Section 300, subdivisions (b), (d) and (j) provide in pertinent part as follows: "Any child who comes within any of the following descriptions is within the jurisdiction of the juvenile court which may adjudge that person to be a dependent child of the court: [¶] . . . [¶] (b) The child has suffered, or there is a substantial risk that the child will suffer, serious physical harm or illness, as a result of the failure or inability of his or her parent or guardian to adequately supervise or protect the child . . . . No child shall be found to be a person described by this subdivision solely due to the lack of an emergency shelter for the family. . . . [¶] . . . [¶] (d) The child has been sexually abused, or there is a substantial risk that the child will be sexually abused, as defined in Section 11165.1 of the Penal Code, by his or her parent or guardian or a member of his or her household, or the parent or guardian has failed to adequately protect the child from sexual abuse when the parent or guardian knew or reasonably should have known that the child was in danger of sexual abuse. [¶] . . . [¶] (j) The childs sibling has been abused or neglected, as defined in subdivision (a), (b), (d), (e), or (i), and there is a substantial risk that the child will be abused or neglected, as defined in those subdivisions. The court shall consider the circumstances surrounding the abuse or neglect of the sibling, the age and gender of each child, the nature of the abuse or neglect of the sibling, the mental condition of the parent or guardian, and any other factors the court considers probative in determining whether there is a substantial risk to the child."

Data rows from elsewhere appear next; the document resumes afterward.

PR #1808, opened 2024-08-16
[Blockstore] make 'ReadBlocks transaction was interrupted' errors silent

SvartMetal:
Decided to mute those errors because they may easily happen if Blob Storage group write latency is slightly increased and disk has 'reads immediately follow writes' load pattern.
If those errors constitute a performance problem - it can be observed via 'max time' and other latency alerts

### DIFF
--- a/cloud/blockstore/libs/storage/partition/part_actor_readblocks.cpp
+++ b/cloud/blockstore/libs/storage/partition/part_actor_readblocks.cpp
@@ -1059,10 +1059,15 @@ void TPartitionActor::CompleteReadBlocks(
     RemoveTransaction(*args.RequestInfo);
 
     if (args.Interrupted) {
+        ui32 flags = 0;
+        SetProtoFlag(flags, NProto::EF_SILENT);
+        auto error = MakeError(
+            E_REJECTED,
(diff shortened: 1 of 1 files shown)


cloud/blockstore/libs/storage/partition/part_actor_readblocks.cpp
```diff
@@ -1059,10 +1059,15 @@ void TPartitionActor::CompleteReadBlocks(
     RemoveTransaction(*args.RequestInfo);
 
     if (args.Interrupted) {
+        ui32 flags = 0;
+        SetProtoFlag(flags, NProto::EF_SILENT);
```
SvartMetal, line 1063: Here we also mute errors https://github.com/ydb-platform/nbs/blob/main/cloud/blockstore/libs/storage/partition/part_actor_readblocks.cpp#L704 and https://github.com/ydb-platform/nbs/blob/main/cloud/blockstore/libs/storage/partition/part_actor_readblocks.cpp#L747.

I believe it is OK, because those errors happen when `TGuardedSgList` is empty which and that means that corresponding request is already canceled

drbasic (approved):

sharpeye (approved):

PR #1869, opened 2024-08-26
issue-1350: fixed ListNodes -> UnlinkNode -> GetNodeAttr race which lead to E_IO due to having empty node attrs in the listing results

qkrorlqr:
In multitablet filestores we first send ListNodesRequest to the leader, then send GetNodeAttr / GetNodeAttrBatch requests to the followers where the files are stored. If an UnlinkNode request happens between these two steps, GetNodeAttr / GetNodeAttrBatch will return ENOENT. Our current code detects this but does nothing and sends empty node attr for such nodes to the layer above it (vfs_fuse) which detects this and responds to the client with E_IO errors. This PR removes such nodes from the ListNodesResponse. NodeNotFoundInFollower is reported only if such nodes are still present in the leader fs (checked via a bunch of GetNodeAttr requests to the leader). E_IO is returned only if the resulting ListNodesResponse is empty and all the nodes are "lost" (not found in the followers and at the same time the leader still has the entries for these nodes and those entries point to the same nodes in the followers).

#1350

### DIFF
--- a/cloud/filestore/libs/storage/service/service_actor_listnodes.cpp
+++ b/cloud/filestore/libs/storage/service/service_actor_listnodes.cpp
@@ -3,6 +3,7 @@
 #include <cloud/filestore/libs/diagnostics/profile_log_events.h>
 #include <cloud/filestore/libs/storage/api/tablet.h>
 #include <cloud/filestore/libs/storage/api/tablet_proxy.h>
+#include <cloud/filestore/libs/storage/model/utils.h>
 #include <cloud/filestore/libs/storage/tablet/model/verify.h>
 
 #include <util/string/join.h>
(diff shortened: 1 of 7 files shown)


cloud/filestore/libs/storage/service/service_actor_listnodes.cpp
```diff
@@ -397,26 +414,159 @@ void TListNodesActor::HandleGetNodeAttrResponse(
...
+
+        // Here we need to remove the Names and Nodes corresponding to the
+        // missing nodes from the response. Plain Erase/EraseIf don't seem to
+        // be applicable since we need to do this operation over 2 repeated
+        // fields - not over a single stl-like container.
+        auto& nodes = *Response.MutableNodes();
+        auto& names = *Response.MutableNames();
+
+        ui32 j = 0;
+        for (ui32 i = MissingNodeIndices[0]; i < Response.NodesSize(); ++i) {
```
debnatkh, line 534: Кажется, надо посортировать MissingNodeIndices

qkrorlqr: fixed

debnatkh (approved):

PR #1941, opened 2024-09-03
check netlink return codes; issue-1832

tpashkin:


tpashkin:
Everything is ok on netlink level. Actual error https://github.com/ydb-platform/nbs/pull/1900/files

"This rule is also compelled by the language of subdivision (b) itself, which provides in part, `The [child] shall continue to be a dependent child pursuant to this subdivision only so long as is necessary to protect the [child] from risk of suffering serious physical harm or illness. (§ 300, subd. (b).)"

Mothers conclusion is flawed, however, in that it fails to apply the Rocco M. criteria to the full range of facts before the court. In Rocco M., for example, there were no facts showing any reason for the mother to know or suspect the caretaker would abuse the boy, repeated instances of abuse, or any future risk that it would recur. (In re Rocco M., supra, 1 Cal.App.4th at pp. 817, 825.) We also note that the Rocco M. court expressly declined to determine whether a substantial risk of abuse existed at the time of the jurisdictional hearing, and decided the matter on other grounds. (Ibid.)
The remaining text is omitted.